4. carb keeps falling off. either you don't have it tight enough, you got one with a bad clamp or your intake tube is too small in diamater for some reason.
there is no real solution for this as far as sealants go because any kind of silicone based sealant that you try to use will not last.
I'm sure that there are sealants out there that will work, but honestly, they will cost you more than just buying a new carb (or intake tube).
the carb should slide onto the tube easily and then when you tighten the clamp, it should be able to hold it on tight enough so that it won't fall off. you shouldn't even be able to twist the carb with your hands once the clamp is tight.

5. Idle changes. this could be related to the poor fit of the carb to the intake tube. It can be causing an air leak, which will make your engine lean out (idle will go up). this isn't good because if you run it too lean for too long, it will eventually burn up the piston. it will also make it hard (and no fun) to ride it. you shoudl have a nice slow idle when the bike is stilling still, and it should quickly drop back to that same idle speed when you pull in the clutch.
i'm pretty sure you are fighting an air leak, especially since you said that the carb keeps falling off.

6. yep, make the studs longer with some parts from the hardware store. this is simple.

7. every carb setting is different for every engine. no 2 will run the same. It's a matter of trial and error.
I will also tell you that the needle setting in the carb will have no effect on wide open throttle performace. moving the needle setting only has an effect fro idle to about 3/4 throttle. after 3/4 throttle the needle is out of the main jet well and is no longer metering any of the fuel. At wide open throttle, the main jet is doing the fuel metering.
If you have an engine that bogs down (too lean - too much air) or 4 strokes (too rich - too much fuel) at wide open throttle, the only way to cure it is to do a main jet change to a smaller or bigger jet.
you just have to play with it and try each setting. the weather where you live will have a lot to do with what setting works best for your cab and engine too.
I still think that you are fighting an air leak at the carb to intake mounting point because of what you said about the idle going up & down.
get the air leak fixed fiorst and then play with the needle settings.
the way to tune a carb is to do one thing at a time and take notes on what you did and what made it run better or worse.
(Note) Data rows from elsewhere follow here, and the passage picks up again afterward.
PR #6926, opened 2026-08-17
fix(acp): unwedge ask-cursor replay guard (#6916)

### LINKED ISSUE #6916: [infra][acp] ask-cursor wedged: every fresh request fails with 'duplicate terminal response replay detected for the same request id'
Observed live 2026-08-17 (~08:5x), twice in a row with DISTINCT `--task-id` values (`analyze-776`, `analyze-776-r2`):

```
deprecated ask-cursor: ACP transport; outcome=error
duplicate terminal response replay detected for the same request id
```

Every new `ask-cursor` request fails the same way, so this is not a caller-side id collision — the ACP controller state for the cursor route appears wedged on a stale terminal response that gets replayed against fresh request ids. The cursor DELEGATE lane is unaffected (multiple successful dispatches same day: infra-6890, infra-6880-doc, infra-6870-r2, infra-492 increments).

Asks:
- Root-cause the replay-guard state for the cursor ACP route (what terminal receipt is being replayed, why it matches fresh request ids) and add a recovery path that does not require manual state surgery.
- The error should name the offending request/receipt id so the operator can see WHICH stale response is stuck — today it is unactionable.

Workaround in use: route asks meant for cursor through `delegate.py dispatch --agent cursor --mode read-only` (noted substitution).

Refs #6915 (bridge process-path defects found the same morning; different layer — that one is routing/ack, this one is ACP replay state).

krisztiankoos:
Fixes #6916.

Authored by the grok lane (dispatch `infra-6916-acp-replay-wedge`); driver finalized push/PR because the grok harness could not run network git this session — code is entirely the lane's commit `eea16b0c2f`.

## Root cause (from the lane's evidenced analysis)
The ACP replay guard treated any repeated terminal response id as a replay, but Cursor's route reuses small integer request ids across methods (`session/request_permission` receipts colliding with later `session/prompt` requests) — so one stale receipt matched every fresh request and permanently wedged `ask-cursor` with `duplicate terminal response replay detected`.

## Fix
- Replay detection is now per **request-id generation**: a fresh `method+id` request supersedes the prior receipt for that id (`terminal_generations` lifecycle in `scripts/agent_runtime/adapters/acpx.py`).
- A true double-result with no intervening request still fails closed, and the error now names the offending id and method (the issue's second ask).
- Recovery path without manual state surgery: a completed, non-cancelled `stopReason` on ACPX exit-5 is accepted.

## Evidence (lane-run, quoted from the task result)
- `ruff` clean; `pytest tests/agent_runtime/test_acpx_adapter.py tests/ai_agent_bridge/test_ask_contract.py` → **213 passed**.
- Mutation check: removing `terminal_generations.discard(event_id)` fails both new guard tests with the exact wedge error; restore → pass.
- Live recovery probe (driver-run post-push): see PR comment.

X-Agent: grok/infra-6916-acp-replay-wedge

### DIFF
--- a/scripts/agent_runtime/adapters/acpx.py
+++ b/scripts/agent_runtime/adapters/acpx.py
@@ -740,6 +740,26 @@ _STOP_REASONS = frozenset(
 )
 _STOP_REASON_CANCELLED = "cancelled"
 _MISSING_STOP_REASON = object()
+# acpx EXIT_CODES.PERMISSION_DENIED: deny-all refused a tool/permission
+# request. The prompt can still complete with a valid stopReason.
+ACPX_EXIT_PERMISSION_DENIED = 5
+
+
+def _is_jsonrpc_id(value: object) -> bool:
+    """JSON-RPC request ids are string | number; JSON ``true``/``false`` are not."""
+    return value is not None and not isinstance(value, bool) and isinstance(value, (str, int, float))
+
+
+def _jsonrpc_id_text(value: object) -> str:
+    return json.dumps(value, separators=(",", ":"))
+
+
+def _duplicate_replay_reason(request_id: object, method: str | None) -> str:
+    """Name the colliding request so the operator can see which receipt is stuck."""
+    labelled = f"request id {_jsonrpc_id_text(request_id)}"
+    if method:
+        labelled = f"{labelled} ({method})"
+    return f"duplicate terminal response replay detected for {labelled}"
 
 _USAGE_TOTAL_FIELDS = ("total_tokens", "totalTokens")
 _USAGE_INPUT_FIELDS = ("input_tokens", "inputTokens")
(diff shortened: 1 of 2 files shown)


krisztiankoos:
Live probe result (driver, post-push): `ask-cursor 'PONG-6916'` → exact reply `PONG-6916`, outcome=ok. Scope honesty (#M-4a): this probe ran against the PRIMARY checkout's unfixed adapter, so it proves the cursor route is healthy again (the wedging receipt has been superseded by natural state turnover) — it does NOT prove the fix caused the recovery. What proves the fix: the two new guard tests reproduce the exact wedge error on mutation (removing the generation-discard) and pass at head, i.e. the class of wedge #6916 describes becomes impossible rather than merely cleared.

krisztiankoos:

your idle sounds fine, maybe a little high (but that's just my opion)

1 - Wasn't sure if Teflon would hold up or not, knowing it will, I'll be doing that tonight.

2 - Bikeberry.com is sending out out today free of charge! :)

3 - Last time I looked at my CDI its completely sealed on the top, including the wires (Black rubber coating). So I think I can get a boot repair kit and just replace the boot. I work at Advance Auto and I work in a few hours so I'll be sure to pick up a simple boot for it.

4 - I am not sure if you saw the picture but its a custom built intake. Due to the size of my frame this was the only way to make it fit. I will go through everything again and make sure its all tightened down. I just replaced the copper tube last night after I made this thread to a 90* fitting and it seems to be running better and holding onto that coupling better. I've only been playing with the idle adjustment so far. Nothing else. I have noticed I can bring the bike to a nice slow rumble but the engine would stall out after a minute. I'll trace everything and tighten it all back down.

5 - I did notice that when I'm accelerating I need to let off the throttle and then go at it again. Something when I do that helps to increase my speed and the bikes running. Not sure if thats not enough gas getting into the mixture or what.

7 - I guess I need to play with the settings this weekend and see what I can make of it.

Thanks for the post, a lot was pretty simple I just wanted a second opinion before I go trying things that are gonna fail or cost me more in the end.